- Genre: Comedy drama
- Created by: Harald Zwart
- Starring: Håkon T. Nielsen Evelyn Rasmussen Osazuwa Stella Sophia Zwart
- Country of origin: Norway
- Original language: Norwegian
- No. of seasons: 1
- No. of episodes: 10

Production
- Running time: 20–30 minutes

Original release
- Network: TVNorge
- Release: 8 January 2018 – 3 February 2019

= Oljefondet (TV series) =

Norwegian comedy-drama television series

Oljefondet (English: The Oil Fund) is a Norwegian comedy-drama television series that originally aired from January 8, 2018, to February 3, 2019, on TVNorge. The series consists of one season and ten episodes. Created by Harald Zwart, the show stars Håkon T. Nielsen, Evelyn Rasmussen Osazuwa, and Stella Sophia Zwart.

==Premise==
Oljefondet is a comical drama television series focused on the Norwegian Pension Fund, endearingly referred to as Oljefondet. This fund was established to manage the massive tax income from Norway's oil and gas sector.
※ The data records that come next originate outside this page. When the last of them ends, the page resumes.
PR #84, opened 2015-02-19
Bump the version number for the CoreCLR package used

AlexGhiondea:
There is a new package for the CoreCLR package on the myget feed that matches the version that we produce from the CoreCLR repo.

This change updates the version of the CoreCLR package used by tests to the latest one available.


weshaggard:
LGTM

PR #85, opened 2015-02-19
Disable official signing for test projects.

jhendrixMSFT:
Real signing is time consuming so disable it for test projects.


weshaggard:
LGTM We need to ensure it gets set early enough before it is used.

jhendrixMSFT:
Yep I will fix this up on the corefx side as required.

PR #1159, opened 2016-10-25
Add FxCop analyzers to build

alexperovich:


bartonjs:
Have the suppressions already been added to the projects that needed them?  It's not good when buildtools upgrades get blocked.

morganbr:
The list of checks looks good. I don't know enough about the build system to review that part.

alexperovich:
The suppressions were added in dotnet/corefx#13014

weshaggard:
cc @AlexGhiondea

mellinoe:
Is there much of an impact on build time with this?

src/Microsoft.DotNet.CodeAnalysis/PackageFiles/codeAnalysis.targets
```diff
@@ -21,7 +21,18 @@
...
+    <!-- %24 = $ -->
+    <EnableFxCopAnalyzers Condition="$([System.Text.RegularExpressions.Regex]::IsMatch($(MSBuildProjectDirectory), 'src%24'))">true</EnableFxCopAnalyzers>
+    <EnableFxCopAnalyzers Condition="'$(EnableFxCopAnalyzers)' != 'true'">false</EnableFxCopAnalyzers>
+  </PropertyGroup>
+
+  <ItemGroup Condition="$(EnableFxCopAnalyzers)">
+    <Analyzer Include="$(CodeAnalyzerDir)*.dll" Exclude="$(CodeAnalyzerDir)Microsoft.DotNet.CodeAnalysis.dll"/>
+  </ItemGroup>
+  <PropertyGroup Condition="$(EnableFxCopAnalyzers)">
+    <CodeAnalysisRuleSet>$(MSBuildThisFileDirectory)Default.ruleset</CodeAnalysisRuleSet>
```
AlexGhiondea: If we add a condition on the CodeAnalysisRuleSet being already set you can have per-project overrides of the ruleset, which might come in handy.

AlexGhiondea: Why not keep the existing ruleset file and add to it the rules we want to have enabled?

alexperovich: I will do that.

alexperovich: It had no rules in it and the name was too specific. I don't care much either way though.

PR #1161, opened 2016-10-26
Add EchoOff to commands in versioning targets

alexperovich:
This change adds EchoOff to the Exec tasks in versioning.targets.
This makes the commands not be written to the log when building the project.
A detailed log will still have the commands in it.


weshaggard:
While I like the general idea I think this just hides the fact that we are actually calling these all the time. I would instead like for us to figure out how to not call these all the time. 

cc @joperezr

joperezr:
I agree, it should only ever be calling it once when it produces the props file, and then it should not call it any longer, which I think was the behavior originally but maybe something else broke it. If you want you can log an issue to me to investigate.

PR #1164, opened 2016-10-26
Use environment INIT_TOOLS_RESTORE_ARGS variable when bootstrapping

dagood:
Like [init-tools.cmd](https://github.com/dotnet/buildtools/blob/master/src/Microsoft.DotNet.Build.Tasks/PackageFiles/init-tools.cmd) and [init-tools.sh](https://github.com/dotnet/buildtools/blob/master/src/Microsoft.DotNet.Build.Tasks/PackageFiles/init-tools.sh), makes `bootstrap.sh/cmd` pick up on the `INIT_TOOLS_RESTORE_ARGS` variable to pass as extra arguments to `dotnet restore`.

For example, the variable can be set to `--disable-parallel` or `--verbosity debug`.

Since bootstrap.sh only downloads a few packages, this PR shouldn't actually matter much for the overall `--disable-parallel` fix. I was thinking a bootstrap PR was necessary to pass along the value to the buildtools init-tools script, but that isn't the case since it's an environment variable. I'm submitting this anyway for consistency, but this PR shouldn't block fixing the CLI build.

@crummel @chcosta
/cc @weshaggard

### DIFF
--- a/bootstrap/bootstrap.ps1
+++ b/bootstrap/bootstrap.ps1
@@ -90,7 +90,7 @@ if ($env:buildtools_source -ne $null)
 }
 $packagesPath = Join-Path $RepositoryRoot "packages"
 $dotNetExe = Join-Path $cliLocalPath "dotnet.exe"
-$restoreArgs = "restore $projectJson --packages $packagesPath --source $buildToolsSource --source $nugetOrgSource"
+$restoreArgs = "restore $projectJson --packages $packagesPath --source $buildToolsSource --source $nugetOrgSource $($env:init_tools_restore_args)"
 $process = Start-Process -Wait -NoNewWindow -FilePath $dotNetExe -ArgumentList $restoreArgs -PassThru
 if ($process.ExitCode -ne 0)
 {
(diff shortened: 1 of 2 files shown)


bootstrap/bootstrap.ps1
```diff
@@ -90,7 +90,7 @@ if ($env:buildtools_source -ne $null)
 }
 $packagesPath = Join-Path $RepositoryRoot "packages"
 $dotNetExe = Join-Path $cliLocalPath "dotnet.exe"
-$restoreArgs = "restore $projectJson --packages $packagesPath --source $buildToolsSource --source $nugetOrgSource"
+$restoreArgs = "restore $projectJson --packages $packagesPath --source $buildToolsSource --source $nugetOrgSource $($env:init_tools_restore_args)"
```
weshaggard: I wouldn't change the name to BOOT_STRAP_RESTORE_ARGS, also I forget exactly where this is used but could we instead make this an optional parameter to both scrips instead of an environment variable?

dagood: Do you mean you would change the name? (I prefer `BOOTSTRAP_RESTORE_ARGS` to match filename.)

The main point of this variable is https://github.com/dotnet/buildtools/blob/7f31a1d788492615f03ab5b9337ed1c72028edd0/src/Microsoft.DotNet.Build.Tasks/PackageFiles/init-tools.sh#L12-L13, so this could be changed to a positional arg in `init-tools.sh/cmd` (since it doesn't have "proper" arg handling) and an optional param in `bootstrap.sh/ps1` that passes it through.

PR #1170, opened 2016-10-27
Fix a couple minor bootstrap issues.

crummel:
- bootstrap.sh did not check for existence of the Shared Framework symlink before trying to create it, causing bootstrap to bomb out.
- When using a specific framework version instead of auto version, the shared framework path would be incorrect.

### DIFF
--- a/bootstrap/bootstrap.ps1
+++ b/bootstrap/bootstrap.ps1
@@ -56,9 +56,9 @@ if ($LastExitCode -ne 0)
 
 # create a junction to the shared FX version directory. this is
 # so we have a stable path to dotnet.exe regardless of version.
+$runtimesPath = Join-Path $CliLocalPath "shared\Microsoft.NETCore.App"
 if ($SharedFrameworkVersion -eq "<auto>")
 {
-    $runtimesPath = Join-Path $CliLocalPath "shared\Microsoft.NETCore.App"
     $SharedFrameworkVersion = Get-ChildItem $runtimesPath -Directory | % { New-Object System.Version($_) } | Sort-Object -Descending | Select-Object -First 1
 }
 $junctionTarget = Join-Path $runtimesPath $SharedFrameworkVersion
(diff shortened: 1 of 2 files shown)


crummel:
@dagood for review please.

dagood:
I just found another that I was going to mention: the `force` logic is broken, so bootstrap always reinitializes:

```
force=false
...
if [[ $force && -f $bootstrapComplete ]]; then
```

The string "false" is never the null string, so the first condition's always true. (`man test`.) Two fix options, not sure which is preferred:
```
force=
...
if [[ $force && -f $bootstrapComplete ]]; then
```

```
force=false
...
if [[ $force = true && -f $bootstrapComplete ]]; then
```

bootstrap/bootstrap.sh
```diff
@@ -188,8 +188,8 @@ if [ $forcedCliLocalPath = "<none>" ]; then
     fi
 fi
 
+runtimesPath="$cliInstallPath/shared/Microsoft.NETCore.App"
 if [ $sharedFxVersion = "<auto>" ]; then
-    runtimesPath="$cliInstallPath/shared/Microsoft.NETCore.App"
```
dagood: Could you change `cliInstallPath` to the same as the (I think) equivalent powershell `CliLocalPath`?

crummel: Changed as suggested.

crummel:
Fixed the issue with --force and the rename, will merge after build passes.

bootstrap/bootstrap.ps1
```diff
@@ -67,7 +67,10 @@ if (-Not (Test-Path $junctionParent))
 {
     mkdir $junctionParent | Out-Null
 }
-cmd.exe /c mklink /j $SharedFrameworkSymlinkPath $junctionTarget | Out-Null
+if (-Not (Test-Path $SharedFrameworkSymlinkPath))
```
weshaggard: Are there cases were this symlink already exists but points to the wrong junction? I would think that is possible if it already exists. I wonder if we should always recreate?


Are there scenarios were we call this script multiple times? I thought the semaphore would block us from calling it multiple times.

crummel: Peter actually ran into this case (he was updating .cliversion in a client repo), I logged https://github.com/dotnet/buildtools/issues/1192 to take care of it.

Its purpose is to ensure the financial stability for future pensioners and maintain the socialist principles of universal healthcare, among other things. The program revolves around a group of fictional investors responsible for allocating the fund's billions while adhering to the ethical investment guidelines set by Norwegian politicians. Navigating the intricate ethical rules within the vast, cynical landscape of global business leads to intriguing challenges. At present, the fund holds ownership of 1% of the world.

==Plot==
While he tries to create value for its pensioners, a skilled investor for Norway's oil fund must contend with large companies, bureaucracy, and an ethics committee. The show provides an insightful look into the challenges and complexities of ethical investing, while also incorporating elements of comedy and drama that captivate audiences.